Dry January Could Lower Your Cancer Risk


In case you need it, here’s another reason to go all-in on Dry January: Scientists with the World Health Organization found that reducing or eliminating alcohol consumption can lower your risk of oral and related cancers. The findings are the latest to indicate that even modest drinking isn’t harmless.

Scientists at the WHO’s International Agency for Research on Cancer produced a special report, published in the New England Journal of Medicine, in which they reviewed data from dozens of earlier studies. They were looking for a possible connection between cutting back on drinking and a later reduction in developing various types of cancer.
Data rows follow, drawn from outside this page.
PR #631, opened 2026-07-05
stdx/json: fix potential invalid free

Corendos:
When we parsed from a std.json.Value we weren't correctly duping the strings, potentially leading to invalid free.

### DIFF
--- a/stdx/json.zig
+++ b/stdx/json.zig
@@ -45,8 +45,14 @@ pub fn Union(comptime T: type) type {
                 switch (field.type) {
                     bool => if (source == .bool) return .{ .value = @unionInit(T, field.name, source.bool) },
                     []const u8 => switch (source) {
-                        .string => |v| return .{ .value = @unionInit(T, field.name, v) },
-                        .number_string => |v| return .{ .value = @unionInit(T, field.name, v) },
+                        .string => |v| {
+                            const dupe = try allocator.dupe(u8, v);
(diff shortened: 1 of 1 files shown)


stdx/json.zig
```diff
@@ -45,8 +45,14 @@ pub fn Union(comptime T: type) type {
                 switch (field.type) {
                     bool => if (source == .bool) return .{ .value = @unionInit(T, field.name, source.bool) },
                     []const u8 => switch (source) {
-                        .string => |v| return .{ .value = @unionInit(T, field.name, v) },
-                        .number_string => |v| return .{ .value = @unionInit(T, field.name, v) },
+                        .string => |v| {
+                            const dupe = try allocator.dupe(u8, v);
```
gwenzek, line 49: we should respect the json parse options, it has a "should_allocate" field

Corendos: Yes, I've been down this rabbit hole. From my understanding this is not required in that case, it's only when you parse from a token source (because in that case pointers can be invalidated). If you parse from a `std.json.Value` it's different (but maybe I misunderstood)

gwenzek: the code source of `https://ziglang.org/documentation/master/std/#std.json.static.innerParseFromValue` also always copy strings, so let's do it the same way.

gwenzek (approved):

PR #635, opened 2026-07-07
zml/vfs: treat scheme:// paths as absolute in the router

XciD:
## The bug

In the VFS router, a scheme-qualified path like `hf://owner/model/file` is meant to be absolute: it should resolve from the scheme's root. But `lookupDir` only treated it as absolute when the base directory was `cwd`.

When such a path is opened *relative to an already-open directory* of the same backend, the router kept the directory's path and glued the new path after it, duplicating it. So `hf://owner/model` + `hf://owner/model/file` became `owner/model/owner/model/file`, and the lookup failed with `FileNotFound`.

## Why it matters

That is exactly the pattern `safetensors.fromPath` uses: it opens the model directory (`hf://owner/model`), then opens the full file path (`hf://owner/model/file.safetensors`) under it. The doubled path meant **no `hf://` model could be loaded** through `zml.io`.

## The fix

In `lookupDir`, any `scheme://` sub-path resolves from the scheme's root regardless of the base directory, the same way an absolute POSIX path already does. About four lines.

### DIFF
--- a/zml/io/vfs.zig
+++ b/zml/io/vfs.zig
@@ -137,6 +137,20 @@ pub const VFS = struct {
     }
 
     fn lookupDir(self: *VFS, dir: std.Io.Dir, sub_path: ?[]const u8) !struct { ?usize, std.Io.Dir, std.Io } {
+        // A scheme-qualified path (e.g. "hf://owner/model/file") is absolute: it
+        // is resolved from the scheme's root regardless of `dir`. Without this,
+        // opening such a path relative to an already-open dir of the same
+        // backend double-prefixes the dir's path.
+        if (sub_path) |sp| {
+            if (std.mem.indexOf(u8, sp, "://") != null) {
+                const uri = std.Uri.parse(sp) catch return error.VFSNotRegistered;
+                const backend_idx: usize = for (self.backends.entries.items(.key), 0..) |s, idx| {
+                    if (std.mem.eql(u8, uri.scheme, s)) break idx;
+                } else return error.VFSNotRegistered;
+                return .{ backend_idx, std.Io.Dir.cwd(), self.getBackend(backend_idx) };
+            }
+        }
+
         if (std.meta.eql(dir, std.Io.Dir.cwd())) {
             if (sub_path == null) return .{ null, dir, self.base.inner };
             if (std.fs.path.isAbsolutePosix(sub_path.?)) return .{ null, dir, self.base.inner };


zml/io/vfs.zig
```diff
@@ -137,6 +137,20 @@ pub const VFS = struct {
...
+        // backend double-prefixes the dir's path.
+        if (sub_path) |sp| {
+            if (std.mem.indexOf(u8, sp, "://") != null) {
+                const uri = std.Uri.parse(sp) catch return error.VFSNotRegistered;
+                const backend_idx: usize = for (self.backends.entries.items(.key), 0..) |s, idx| {
+                    if (std.mem.eql(u8, uri.scheme, s)) break idx;
+                } else return error.VFSNotRegistered;
+                return .{ backend_idx, std.Io.Dir.cwd(), self.getBackend(backend_idx) };
+            }
+        }
```
hugomano: Thanks, well seen. I have a small suggestion/nit: rooted paths should be resolved before considering the current dir. Both POSIX absolute paths and scheme-qualified VFS paths have “start from root” semantics, so grouping them here makes the lookup invariant clearer.

```suggestion
        if (sub_path) |sp| rooted_path: {
            if (std.fs.path.isAbsolutePosix(sp)) return .{ null, .cwd(), self.base.inner };

            const uri = std.Uri.parse(sp) catch break :rooted_path;
            if (!std.mem.startsWith(u8, sp[uri.scheme.len..], "://")) break :rooted_path;

            const backend_idx = for (self.backends.entries.items(.key), 0..) |scheme, idx| {
                if (std.mem.eql(u8, uri.scheme, scheme)) break idx;
            } else return error.VFSNotRegistered;
            return .{ backend_idx, .cwd(), self.getBackend(backend_idx) };
        }
```

zml/io/vfs.zig
```diff
@@ -137,6 +137,20 @@ pub const VFS = struct {
...
+
         if (std.meta.eql(dir, std.Io.Dir.cwd())) {
             if (sub_path == null) return .{ null, dir, self.base.inner };
             if (std.fs.path.isAbsolutePosix(sub_path.?)) return .{ null, dir, self.base.inner };
```
hugomano: So, we can remove this line.

hugomano (changes requested):
Thanks we appreciate the PR, just some nits then this we will merge!

zml/io/vfs.zig
```diff
@@ -137,20 +137,26 @@ pub const VFS = struct {
...
+            if (std.fs.path.isAbsolutePosix(sp)) return .{ null, .cwd(), self.base.inner };
+
+            const uri = std.Uri.parse(sp) catch break :rooted_path;
+            if (!std.mem.startsWith(u8, sp[uri.scheme.len..], "://")) break :rooted_path;
+
+            const backend_idx = for (self.backends.entries.items(.key), 0..) |scheme, idx| {
+                if (std.mem.eql(u8, uri.scheme, scheme)) break idx;
+            } else return error.VFSNotRegistered;
+            return .{ backend_idx, .cwd(), self.getBackend(backend_idx) };
+        }
```
hugomano, line 152: Sorry for the back and forth here. I discovered a bug with the suggestion I did through a manual test that exposed an important behavior difference.

I think we should keep the existing cwd branch behavior below and make the new early block handle only scheme-qualified VFS paths. So like what you did first..

In particular, I’d avoid moving this into the early `rooted_path` block:
`if (std.fs.path.isAbsolutePosix(sp)) return .{ null, .cwd(), self.base.inner };`

For an already-open backend dir, paths like `/adapters/foo` may still be intended for that backend. HF and co currently interpret leading `/` this way via `resolvePath`, so routing POSIX-absolute-looking subpaths to the base filesystem changes existing behavior.

I’d suggest reverting the removed cwd branch starting from:
`if (std.meta.eql(dir, std.Io.Dir.cwd())) {`
and keeping the new early logic scoped to scheme://... paths only. That preserves the fix for full VFS paths like `hf://owner/model/file`, without changing backend-relative `/foo` behavior.

hugomano (changes requested):
Sorry for back and forth we should only insert the block you did first.

zml/io/vfs.zig
XciD: no prob, I've revert it back

hugomano (approved):
Thanks @XciD

PR #641, opened 2026-07-09
zml/attention: implement batching in cu_fa2 backend

gwenzek:


zml/attention.zig
gwenzek, line 1: moved from attention/attention it's the last commit, so it's easy to review without this commit, but the change is just the new test cases.

zml/ops.zig
```diff
@@ -307,42 +307,51 @@ pub const ReduceWindowOpts = struct {
     padding: []const [2]i64,
 };
 
-pub fn reduceWindow(inputs: anytype, inits: anytype, opts: ReduceWindowOpts, comptime func: anytype, context: anytype) stdx.meta.FnReturn(func) {
```
gwenzek, line 310: originally I wanted to add a new cumsum to match the semantics needed by cu_fa2 (cumSumWithLeadingZero) )but in the end I didn't used it.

Overall, the team found a clear link between less drinking and a reduced risk of oral and esophageal cancer. They also found some limited evidence that less drinking could reduce the risk of breast, larynx, and colorectal cancer, and inadequate evidence that it could reduce the risk of liver and throat cancer. Lastly, they found that acetaldehyde, a toxin produced when our bodies break down alcohol, is a key contributor to alcohol-related cancers, and that less drinking reduces our exposure to it.

Plenty of research has shown that alcohol helps cause cancer. According to the WHO, for instance, more than 740,000 cancer cases were estimated to be caused by alcohol use in 2020. But the authors say it’s valuable to understand the possible benefits of reduced alcohol consumption, especially since not all carcinogens are the same in how they increase our risk.

“It’s important because there are some exposures where you may not see a lot of benefits after you reduce or eliminate the exposure. Some viral infections, like hep b or c, are like this. That’s why the hepatitis vaccine is recommended early in life,” study author Farhad Islami, an epidemiologist at the American Cancer Society, told STAT News. “We also want to see this kind of evidence before recommending guidelines for people, and these kinds of studies help us to create risk predictions in the future.”

Cutting back on any amount of alcohol is likely to help you down the road, though the scientists say that more research is needed to quantify the benefits to reducing cancers outside of the mouth and esophagus. But for those who want the most protection from cancer, it’s probably best to abstain altogether. Many studies have found even light to moderate drinking can raise the risk of cancer and other health problems, and the WHO has previously stated that there is no truly safe level of alcohol consumption.